Старый капрал был при нем неотлучной сиделкой. Однако выздоровление шло довольно медленно. Заботы и ласки, которыми теперь окружали Артемия, радовали его, потому что он видел теперь, что все-таки не весь свет чужой ему, и есть люди, есть даже целая семья, полковая семья, которой он близок. Но могло ли это вознаградить его за понесенную им потерю Ольги? Она, она одна нужна была ему, он все еще любил, мало того — он любил больше прежнего, и с каждым днем его тоска росла. Артемий проводил бессонные ночи, ворочаясь с боку на бок на своей постели и повертывая на разные лады свою жаркую подушку, и в продолжение этих ночей все думал и думал об Ольге, об одной лишь ней. Иногда ему становилось так тяжело, положение казалось таким безвыходным, что он хотел искусственно обратить свое выздоровление на ухудшение, сделав что-нибудь против предписаний доктора: не принимал лекарств, не ел, что чрезвычайно огорчало Зонненширм, воображавшую, что это она не умеет угодить своему постояльцу.
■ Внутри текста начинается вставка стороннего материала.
PR #62, opened 2020-12-21
Add support for custom public-private key authentication types

Joannis:
Notes:

I've implemented RSA in a separate module within this repo, to be split out of this repository before merging. It serves as an example implementation for this PR.

I believe there are a couple of API design choices, like protocol names, that should be improved. I'm happy to take any feedback, of course.

### DIFF
--- a/Sources/NIOSSH/Keys And Signatures/CustomKeys.swift
+++ b/Sources/NIOSSH/Keys And Signatures/CustomKeys.swift
@@ -1,0 +1,44 @@
+import Foundation
+import NIO
+
+public protocol NIOSSHSignatureProtocol {
+    static var signaturePrefix: String { get }
+    var rawRepresentation: Data { get }
+    
+    func write(to buffer: inout ByteBuffer) -> Int
+}
+
+internal extension NIOSSHSignatureProtocol {
+    var signaturePrefix: String {
+        Self.signaturePrefix
+    }
+}
+
+public protocol NIOSSHPublicKeyProtocol {
+    static var publicKeyPrefix: String { get }
+    var rawRepresentation: Data { get }
+    
+    func isValidSignature<D: DataProtocol>(_ signature: NIOSSHSignatureProtocol, for data: D) -> Bool
+    
+    func write(to buffer: inout ByteBuffer) -> Int
+}
+
+internal extension NIOSSHPublicKeyProtocol {
+    var publicKeyPrefix: String {
+        Self.publicKeyPrefix
+    }
+}
+
+public protocol NIOSSHPrivateKeyProtocol {
+    static var keyPrefix: String { get }
+//    var rawRepresentation: Data { get }
+    var publicKey: NIOSSHPublicKeyProtocol { get }
+    
+    func signature<D: DataProtocol>(for data: D) throws -> NIOSSHSignatureProtocol
+}
+
+internal extension NIOSSHPrivateKeyProtocol {
+    var keyPrefix: String {
+        Self.keyPrefix
+    }
+}
--- a/Sources/NIOSSH/Keys And Signatures/NIOSSHPublicKey.swift
+++ b/Sources/NIOSSH/Keys And Signatures/NIOSSHPublicKey.swift
@@ -88,12 +88,17 @@ extension NIOSSHPublicKey {
             return digest.withUnsafeBytes { digestPtr in
                 key.isValidSignature(sig, for: digestPtr)
             }
+        case (.rsa(let key), .rsa(let sig)):
+            return digest.withUnsafeBytes { digestPtr in
+                key.isValidSignature(sig, for: digestPtr)
+            }
         case (.certified(let key), _):
             return key.isValidSignature(signature, for: digest)
         case (.ed25519, _),
              (.ecdsaP256, _),
              (.ecdsaP384, _),
-             (.ecdsaP521, _):
+             (.ecdsaP521, _),
+             (.rsa, _):
             return false
         }
     }
@@ -110,12 +115,15 @@ extension NIOSSHPublicKey {
             return key.isValidSignature(sig, for: bytes.readableBytesView)
         case (.ecdsaP521(let key), .ecdsaP521(let sig)):
             return key.isValidSignature(sig, for: bytes.readableBytesView)
+        case (.rsa(let key), .rsa(let sig)):
+            return key.isValidSignature(sig, for: bytes.readableBytesView)
         case (.certified(let key), _):
             return key.isValidSignature(signature, for: bytes)
         case (.ed25519, _),
              (.ecdsaP256, _),
              (.ecdsaP384, _),
-             (.ecdsaP521, _):
+             (.ecdsaP521, _),
+             (.rsa, _):
             return false
         }
     }
@@ -132,12 +140,15 @@ extension NIOSSHPublicKey {
             return key.isValidSignature(sig, for: payload.bytes.readableBytesView)
         case (.ecdsaP521(let key), .ecdsaP521(let sig)):
             return key.isValidSignature(sig, for: payload.bytes.readableBytesView)
+        case (.rsa(let key), .rsa(let sig)):
+            return key.isValidSignature(sig, for: payload.bytes.readableBytesView)
         case (.certified(let key), _):
             return key.isValidSignature(signature, for: payload)
         case (.ed25519, _),
              (.ecdsaP256, _),
              (.ecdsaP384, _),
-             (.ecdsaP521, _):
+             (.ecdsaP521, _),
+             (.rsa, _):
             return false
         }
     }
@@ -150,6 +161,7 @@ extension NIOSSHPublicKey {
         case ecdsaP256(P256.Signing.PublicKey)
         case ecdsaP384(P384.Signing.PublicKey)
         case ecdsaP521(P521.Signing.PublicKey)
+        case rsa(Insecure.RSA.Signing.PublicKey)
         case certified(NIOSSHCertifiedPublicKey) // This case recursively contains `NIOSSHPublicKey`.
     }
 
@@ -164,6 +176,9 @@ extension NIOSSHPublicKey {
 
     /// The prefix of a P521 ECDSA public key.
     internal static let ecdsaP521PublicKeyPrefix = "ecdsa-sha2-nistp521".utf8
+    
+    /// The prefix of a RSA public key.
+    internal static let rsaPublicKeyPrefix = "ssh-rsa".utf8
 
     internal var keyPrefix: String.UTF8View {
         switch self.backingKey {
@@ -175,13 +190,15 @@ extension NIOSSHPublicKey {
             return Self.ecdsaP384PublicKeyPrefix
         case .ecdsaP521:
             return Self.ecdsaP521PublicKeyPrefix
+        case .rsa:
+            return Self.rsaPublicKeyPrefix
         case .certified(let base):
             return base.keyPrefix
         }
     }
 
     internal static var knownAlgorithms: [String.UTF8View] {
-        [Self.ed25519PublicKeyPrefix, Self.ecdsaP384PublicKeyPrefix, Self.ecdsaP256PublicKeyPrefix, Self.ecdsaP521PublicKeyPrefix]
+        [Self.ed25519PublicKeyPrefix, Self.ecdsaP384PublicKeyPrefix, Self.ecdsaP256PublicKeyPrefix, Self.ecdsaP521PublicKeyPrefix, Self.rsaPublicKeyPrefix]
     }
 }
 
@@ -197,12 +214,15 @@ extension NIOSSHPublicKey.BackingKey: Equatable {
             return lhs.rawRepresentation == rhs.rawRepresentation
         case (.ecdsaP521(let lhs), .ecdsaP521(let rhs)):
             return lhs.rawRepresentation == rhs.rawRepresentation
+        case (.rsa(let lhs), .rsa(let rhs)):
+            return lhs == rhs
         case (.certified(let lhs), .certified(let rhs)):
             return lhs == rhs
         case (.ed25519, _),
              (.ecdsaP256, _),
              (.ecdsaP384, _),
              (.ecdsaP521, _),
+             (.rsa, _),
              (.certified, _):
             return false
         }
@@ -224,8 +244,11 @@ extension NIOSSHPublicKey.BackingKey: Hashable {
         case .ecdsaP521(let pkey):
             hasher.combine(4)
             hasher.combine(pkey.rawRepresentation)
-        case .certified(let pkey):
+        case .rsa(let pkey):
             hasher.combine(5)
+            hasher.combine(pkey.rawRepresentation)
+        case .certified(let pkey):
+            hasher.combine(6)
             hasher.combine(pkey)
         }
     }
@@ -250,6 +273,8 @@ extension ByteBuffer {
         case .ecdsaP521(let key):
             writtenBytes += self.writeSSHString(NIOSSHPublicKey.ecdsaP521PublicKeyPrefix)
             writtenBytes += self.writeECDSAP521PublicKey(baseKey: key)
+        case .rsa(let key):
+            writtenBytes += self.writeRSAPublicKey(baseKey: key)
         case .certified(let key):
             return self.writeCertifiedKey(key)
         }
@@ -271,6 +296,8 @@ extension ByteBuffer {
             return self.writeECDSAP384PublicKey(baseKey: key)
         case .ecdsaP521(let key):
             return self.writeECDSAP521PublicKey(baseKey: key)
+        case .rsa(let key):
+            return self.writeRSAPublicKey(baseKey: key)
         case .certified:
             preconditionFailure("Certified keys are the only callers of this method, and cannot contain themselves")
         }
@@ -334,6 +361,15 @@ extension ByteBuffer {
         var writtenBytes = 0
         writtenBytes += self.writeSSHString("nistp521".utf8)
         writtenBytes += self.writeSSHString(baseKey.x963Representation)
+        return writtenBytes
+    }
+    
+    private mutating func writeRSAPublicKey(baseKey: Insecure.RSA.Signing.PublicKey) -> Int {
+        // For ssh-rsa, the format is public exponent `e` followed by modulus `n`
+        var writtenBytes = 0
+        writtenBytes += self.writeSSHString("ssh-rsa".utf8)
+        writtenBytes += self.writePositiveMPInt(baseKey.publicExponent.serialize())
+        writtenBytes += self.writePositiveMPInt(baseKey.modulus.serialize())
         return writtenBytes
     }
 
--- a/Sources/NIOSSH/Keys And Signatures/NIOSSHPublicKey.swift
+++ b/Sources/NIOSSH/Keys And Signatures/NIOSSHPublicKey.swift
@@ -88,7 +88,7 @@ extension NIOSSHPublicKey {
             return digest.withUnsafeBytes { digestPtr in
                 key.isValidSignature(sig, for: digestPtr)
             }
-        case (.rsa(let key), .rsa(let sig)):
+        case (.custom(let key), .custom(let sig)):
             return digest.withUnsafeBytes { digestPtr in
                 key.isValidSignature(sig, for: digestPtr)
             }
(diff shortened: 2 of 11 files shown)


Joannis:
@Lukasa please do review once you'e back from a well deserved vacation.

Lukasa:
This seems like a great start! The big missing link here seems to be user authentication, which I'm fine to omit for now as dealing simply with user and host keys will solve the 90% use-case handily. As this PR demonstrates, it's also _much_ easier to implement!

I'd be entirely happy with you productising this PR.

Joannis:
@Lukasa I've updated it all except the docs. Before I add the docs, what do you think of registering SSH public keys?

Lukasa:
I think that's going to be necessary. We can add a thread-safe registry allowing what amount to "plugins" for SSH key types.

Joannis:
I appearantly forgot to push my commit & ping you. Is this sufficient?

waylybaye:
Hello, any plan to merge the RSA keys support?

Lukasa:
@waylybaye This PR sort of got lost in the shuffle, but I'd happily review a version of this brought up-to-date with the current `main`.

waylybaye:
@Lukasa Great! The only thing blocking me to use nio-ssh is the lack of RSA support. Thank you and Joannis.

Lukasa:
This conflicts with the changes made in #98, can we clean that up?

Joannis:
@Lukasa is that the only requested/required change?

Lukasa:
Nope, it just cleans the diff up enough that I can do a proper review. :smile:

Joannis:
Done @Lukasa

Tests/NIOSSHTests/EndToEndTests.swift
```diff
@@ -435,6 +771,121 @@ class EndToEndTests: XCTestCase {
         XCTAssertEqual(self.channel.activeServerChannels.count, 1)
         #endif
     }
+    
+    func testCustomPublicKeyAlgorithms() throws {
+        CustomPublicKey.wasUsed = false
+        NIOSSHAlgoritms.register(publicKey: CustomPublicKey.self, signature: CustomSignature.self)
```
Lukasa, line 777: This kind of global state is really awkward for testing purposes because it makes it hard to remove. Can we consider registering things on a specific instance of configuration, rather than globally? That will help solve our various locking problems as well as our test issues.

Lukasa (commented):
Great, this is a really solid start! I've left some notes in the diff.

Sources/NIOSSH/Key Exchange/EllipticCurveKeyExchange.swift
```diff
@@ -16,33 +16,49 @@ import Crypto
...
-                                                initialExchangeBytes: inout ByteBuffer,
-                                                allocator: ByteBufferAllocator,
-                                                expectedKeySizes: ExpectedKeySizes) throws -> (KeyExchangeResult, SSHMessage.KeyExchangeECDHReplyMessage)
+    mutating func completeKeyExchangeServerSide(
+        clientKeyExchangeMessage message: ByteBuffer,
+        serverHostKey: NIOSSHPrivateKey,
+        initialExchangeBytes: inout ByteBuffer,
+        allocator: ByteBufferAllocator,
+        expectedKeySizes: ExpectedKeySizes
+    ) throws -> (KeyExchangeResult, NIOSSHKeyExchangeServerReply)
```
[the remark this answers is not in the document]
Joannis: This is definitely something worth discussing & exploring.

Sources/NIOSSH/Keys And Signatures/NIOSSHPublicKey.swift
```diff
@@ -224,14 +246,48 @@ extension NIOSSHPublicKey.BackingKey: Hashable {
...
 
+extension NIOSSHPublicKey {
+    @discardableResult
+    public func write(to buffer: inout ByteBuffer) -> Int {
+        return buffer.writeSSHHostKey(self)
+    }
+    
+    @discardableResult
+    public func writeWithoutHeader(to buffer: inout ByteBuffer) -> Int {
+        return buffer.writeSSHHostKeyWithoutHeader(self)
```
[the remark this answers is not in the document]
Joannis: I don't quite need `writeWithoutHeader` in my use case, but the `write(to: )` function is required for implementing DH Group 14 SHA1.

Tests/NIOSSHTests/EndToEndTests.swift
Joannis: Do you mean in SSHClientConfiguration or SSHServerConfiguration?

Sources/NIOSSH/Keys And Signatures/NIOSSHPublicKey.swift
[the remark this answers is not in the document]
Lukasa: It's necessary to write the host key in that context?

Tests/NIOSSHTests/EndToEndTests.swift
Lukasa: Sadly both, but we can use a single type stored in both places.

Sources/NIOSSH/Keys And Signatures/NIOSSHPublicKey.swift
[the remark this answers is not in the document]
Joannis: Yes: https://datatracker.ietf.org/doc/html/rfc4253#section-8

Tests/NIOSSHTests/EndToEndTests.swift
Joannis: Yeah, cool! On the same page then

Sources/NIOSSH/Keys And Signatures/CustomKeys.swift
```diff
@@ -0,0 +1,109 @@
...
+internal extension NIOSSHSignatureProtocol {
+    var signaturePrefix: String {
+        Self.signaturePrefix
+    }
+}
+
+public enum NIOSSHAlgoritms {
+    public static func register(keyExchangeAlgorithm type: NIOSSHKeyExchangeAlgorithmProtocol.Type) {
+        if !customKeyExchangeAlgorithms.contains(where: { ObjectIdentifier($0) == ObjectIdentifier(type) }) {
+            customKeyExchangeAlgorithms.append(type)
```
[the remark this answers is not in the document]
Joannis: We can't, because we're not storing an instance. We're storing the metatype.

Sources/NIOSSH/Keys And Signatures/CustomKeys.swift
```diff
@@ -0,0 +1,109 @@
...
+    
+    public static func register(transportProtectionScheme type: NIOSSHTransportProtection.Type) {
+        if !SSHConnectionStateMachine.defaultTransportProtectionSchemes.contains(where: { ObjectIdentifier($0) == ObjectIdentifier(type) }) {
+            SSHConnectionStateMachine.defaultTransportProtectionSchemes.append(type)
+        }
+    }
+    
+    /// Registers a custom type tuple for use in Public Key Authentication.
+    public static func register<
+        PublicKey: NIOSSHPublicKeyProtocol,
```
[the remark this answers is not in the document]
Joannis: It's not necessary in the current implementation. The private keys are always used through their instances, and we won't ever need to acquire its meta type in order to engage a process. So unless we support some mechanism of loading a supported private key from the a blob, I don't foresee any need.

Sources/NIOSSH/Keys And Signatures/NIOSSHPublicKey.swift
```diff
@@ -65,7 +65,7 @@ public struct NIOSSHPublicKey: Hashable {
 extension NIOSSHPublicKey {
     /// Verifies that a given `NIOSSHSignature` was created by the holder of the private key associated with this
     /// public key.
-    internal func isValidSignature<DigestBytes: Digest>(_ signature: NIOSSHSignature, for digest: DigestBytes) -> Bool {
+    public func isValidSignature<DigestBytes: Digest>(_ signature: NIOSSHSignature, for digest: DigestBytes) -> Bool {
```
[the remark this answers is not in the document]
Joannis: For verifying the exchange hash in custom key exchange algorithms.

Sources/NIOSSH/Keys And Signatures/CustomKeys.swift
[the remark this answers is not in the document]
Lukasa: Oh yeah, I see. That's fair enough then.

Sources/NIOSSH/Key Exchange/SSHKeyExchangeStateMachine.swift
```diff
@@ -71,16 +71,18 @@ struct SSHKeyExchangeStateMachine {
     private let role: SSHConnectionRole
     private var state: State
     private var initialExchangeBytes: ByteBuffer
-    private var protectionSchemes: [NIOSSHTransportProtection.Type]
+    private var transportProtectionSchemes: [NIOSSHTransportProtection.Type]
+    private var keyExchangeAlgorithms: [NIOSSHKeyExchangeAlgorithmProtocol.Type]
     private var previousSessionIdentifier: ByteBuffer?
 
-    init(allocator: ByteBufferAllocator, loop: EventLoop, role: SSHConnectionRole, remoteVersion: String, protectionSchemes: [NIOSSHTransportProtection.Type], previousSessionIdentifier: ByteBuffer?) {
+    init(allocator: ByteBufferAllocator, loop: EventLoop, role: SSHConnectionRole, remoteVersion: String, keyExchangeAlgorithms: [NIOSSHKeyExchangeAlgorithmProtocol.Type] = SSHKeyExchangeStateMachine.bundledKeyExchangeImplementations, transportProtectionSchemes: [NIOSSHTransportProtection.Type] = SSHConnectionStateMachine.bundledTransportProtectionSchemes, previousSessionIdentifier: ByteBuffer?) {
```
Lukasa, line 78: Is there any reason to default the keyExchangeAlgorithms and transportProtectionSchemes here?

Sources/NIOSSH/Key Exchange/SSHKeyExchangeStateMachine.swift
```diff
@@ -369,13 +377,13 @@ struct SSHKeyExchangeStateMachine {
...
         case .client:
-            clientAlgorithms = Self.supportedKeyExchangeAlgorithms
+            clientAlgorithms = role.keyExchangeAlgorithms.flatMap { $0.keyExchangeAlgorithmNames }
             serverAlgorithms = peerKeyExchangeAlgorithms
             clientHostKeyAlgorithms = self.supportedHostKeyAlgorithms
             serverHostKeyAlgorithms = peerHostKeyAlgorithms
         case .server:
             clientAlgorithms = peerKeyExchangeAlgorithms
-            serverAlgorithms = Self.supportedKeyExchangeAlgorithms
+            serverAlgorithms = role.keyExchangeAlgorithms.flatMap { $0.keyExchangeAlgorithmNames }
```
Lukasa, line 386:
```suggestion
            serverAlgorithms = role.keyExchangeAlgorithmNames
```

Sources/NIOSSH/Key Exchange/SSHKeyExchangeStateMachine.swift
```diff
@@ -369,13 +377,13 @@ struct SSHKeyExchangeStateMachine {
 
         switch self.role {
         case .client:
-            clientAlgorithms = Self.supportedKeyExchangeAlgorithms
+            clientAlgorithms = role.keyExchangeAlgorithms.flatMap { $0.keyExchangeAlgorithmNames }
```
Lukasa, line 380:
```suggestion
            clientAlgorithms = role.keyExchangeAlgorithmNames
```

Sources/NIOSSH/Keys And Signatures/NIOSSHPublicKey.swift
```diff
@@ -175,16 +187,100 @@ extension NIOSSHPublicKey {
...
+    customAlgorithmsLock.lock()
+    defer { customAlgorithmsLock.unlock() }
+    return _customKeyExchangeAlgorithms
+}
+
+internal let customAlgorithmsLock = NSLock()
+fileprivate var _customTransportProtectionSchemes = [NIOSSHTransportProtection.Type]()
+fileprivate var _customKeyExchangeAlgorithms = [NIOSSHKeyExchangeAlgorithmProtocol.Type]()
+fileprivate var _customPublicKeyAlgorithms: [NIOSSHPublicKeyProtocol.Type] = []
+fileprivate var _customSignatures: [NIOSSHSignatureProtocol.Type] = []
```
Lukasa, line 282: Can we nest these inside an `enum` without cases just to give them a namespace?

Sources/NIOSSH/Keys And Signatures/NIOSSHPublicKey.swift
```diff
@@ -175,16 +187,100 @@ extension NIOSSHPublicKey {
...
+    return _customTransportProtectionSchemes
+}
+
+internal var customKeyExchangeAlgorithms: [NIOSSHKeyExchangeAlgorithmProtocol.Type] {
+    customAlgorithmsLock.lock()
+    defer { customAlgorithmsLock.unlock() }
+    return _customKeyExchangeAlgorithms
+}
+
+internal let customAlgorithmsLock = NSLock()
```
Lukasa, line 278: We should probably use fine-grained locking here, so can we have one lock per field? It'll reduce contention on the locks.

Lukasa: Additionally, instead of `NSLock` can we add a dependency on `NIOConcurrencyHelpers` and use that `Lock`?

Sources/NIOSSH/Keys And Signatures/NIOSSHPublicKey.swift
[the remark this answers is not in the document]
Lukasa: Can we remove `writeWithoutHeader` then? It'd be good to avoid public API surface we're not sure we need.

Sources/NIOSSH/Role.swift
```diff
@@ -34,4 +34,26 @@ public enum SSHConnectionRole {
...
+        switch self {
+        case .client(let client):
+            return client.transportProtectionSchemes
+        case .server(let server):
+            return server.transportProtectionSchemes
+        }
+    }
+    
+    internal var keyExchangeAlgorithmNames: [Substring] {
+        keyExchangeAlgorithms.flatMap { $0.keyExchangeAlgorithmNames }
```
Lukasa, line 48: Nit:

```suggestion
        self.keyExchangeAlgorithms.flatMap { $0.keyExchangeAlgorithmNames }
```

Sources/NIOSSH/TransportProtection/AESGCM.swift
```diff
@@ -43,7 +43,7 @@ internal class AESGCMTransportProtection {
     required init(initialKeys: NIOSSHSessionKeys) throws {
         guard initialKeys.outboundEncryptionKey.bitCount == Self.keySizes.encryptionKeySize * 8,
             initialKeys.inboundEncryptionKey.bitCount == Self.keySizes.encryptionKeySize * 8 else {
-            throw NIOSSHError.invalidKeySize
+N            throw NIOSSHError.invalidKeySize
```
Lukasa, line 46: Nit:

```suggestion
             throw NIOSSHError.invalidKeySize
```

Sources/NIOSSH/Child Channels/ChildChannelOptions.swift
```diff
@@ -31,34 +31,34 @@ public struct SSHChildChannelOptions {
     public static let peerMaximumMessageLength: SSHChildChannelOptions.Types.PeerMaximumMessageLengthOption = .init()
 }
 
-extension SSHChildChannelOptions {
-    public enum Types {}
+public extension SSHChildChannelOptions {
```
Lukasa, line 34: NIO style is to place the access modifiers within the extensions, not on the extension itself.

Sources/NIOSSH/Child Channels/ChildChannelOptions.swift
```diff
@@ -31,34 +31,34 @@ public struct SSHChildChannelOptions {
...
+    enum Types {}
 }
 
-extension SSHChildChannelOptions.Types {
+public extension SSHChildChannelOptions.Types {
```
Lukasa, line 38: NIO style is to place the access modifiers within the extensions, not on the extension itself.

Sources/NIOSSH/Child Channels/ChildChannelStateMachine.swift
```diff
@@ -24,8 +24,8 @@ struct ChildChannelStateMachine {
     }
 }
 
-extension ChildChannelStateMachine {
-    fileprivate enum State: Hashable {
+private extension ChildChannelStateMachine {
```
Lukasa, line 27: NIO style is to place the access modifiers within the extensions, not on the extension itself.

Sources/NIOSSH/Child Channels/ChildChannelUserEvents.swift
```diff
@@ -299,7 +299,7 @@ extension SSHChannelRequestEvent {
     /// Constructs a channel request event and wraps it up in an Any.
     ///
     /// This is usually used just prior to firing this into the pipeline.
-    internal static func fromMessage(_ message: SSHMessage.ChannelRequestMessage) -> Any? {
+    static func fromMessage(_ message: SSHMessage.ChannelRequestMessage) -> Any? {
```
Lukasa, line 302: This change is unnecessary, please remove.

Lukasa (changes requested):
I started reviewing this, but the change is _massive_ because it has reformatted the codebase. Can you please use the exact version of swift-format that CI is using and re-run to clean up the format commit? [Our Dockerfile](https://github.com/apple/swift-nio-ssh/blob/main/docker/Dockerfile) can assist with that.

gwynne:
@Lukasa Rebased out all the `swiftformat` changes and re-applied the correct version, diff should be much better now 🤞

Sources/NIOSSH/Keys And Signatures/NIOSSHPublicKey.swift
```diff
@@ -175,16 +188,107 @@ extension NIOSSHPublicKey {
...
+    }
+
+    internal static var customSignatures: [NIOSSHSignatureProtocol.Type] {
+        _CustomAlgorithms.signaturesLock.withLock {
+            _CustomAlgorithms.signatures
+        }
+    }
+}
+
+public enum NIOSSHAlgorithms {
```
Lukasa, line 219: I remain uncertain about doing this with global state. Can we consider placing this on per connection configuration instead of using this global config?

gwynne: @Joannis Can you weigh in on this?

Joannis: I agree that a per-connection basis is a better solution. But we will need a registry for sure, since we can have a variety of Host Keys for clients, and accepted public keys for servers

JaapWijnen: @Lukasa @gwynne While I was picking this up I was discussing this with Joannis and want to introduce a per connection solution. But while discussing with the way the custom keys currently work we could get rid of the BackingKey enums that are currently internal in the library. This would eliminate a lot of switch statements and simplify a lot of methods quite a bit. We don't immediately see any issues, but I wanted to check in with you, what are your thoughts on this?

Lukasa: I don't think the switch statements are that big a deal: they provide fast-paths for the most common use-cases where the compiler can be aware of exactly what the implementation is. The extensible backing pattern should certainly run this through a protocol though.

JaapWijnen: That's true it would make the whole implementation more consistent however and remove a lot of boilerplate/duplication. So not something the user benefits from perse but still could be interesting in terms of maintainability/accessible for new devs checking out the repo? I put in quite some work to get it towards that end. Would you be interested in seeing a PR? (it still needs a little work but if you're not interested in merging that kind of work in to the repo I'll probably leave it as is and just finish up your last remarks regarding not using global state for registering algorithms, which btw already needs quite a bit of moving around of methods in order to pass the registered algorithms down to the right ByteBuffer extensions) I'm hoping to finish up the work and then ideally divide it into a few PR's so it's a bit more manageable for you to review. Anyway let me know! :)

Joannis:
@Lukasa please continue on the new track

Раз как-то, когда ему особенно было не по себе, душевно не по себе, Артемий решил открыть окно, чтобы его охватило свежим, холодным воздухом, так как доктор предписывал ему именно не простудиться. Но только что он хотел исполнить свое намерение, как в дверь его комнаты постучали.
— Войдите! — ответил Артемий, быстро отскакивая от окна, будучи уверенный, что это или "дядя"-капрал, или кто-нибудь из полковых пришел навестить его.
Но дверь отворилась, и на ее пороге вместо капрала появилась тоже знакомая Артемию, хотя и сильно изменившаяся фигура Торичиоли.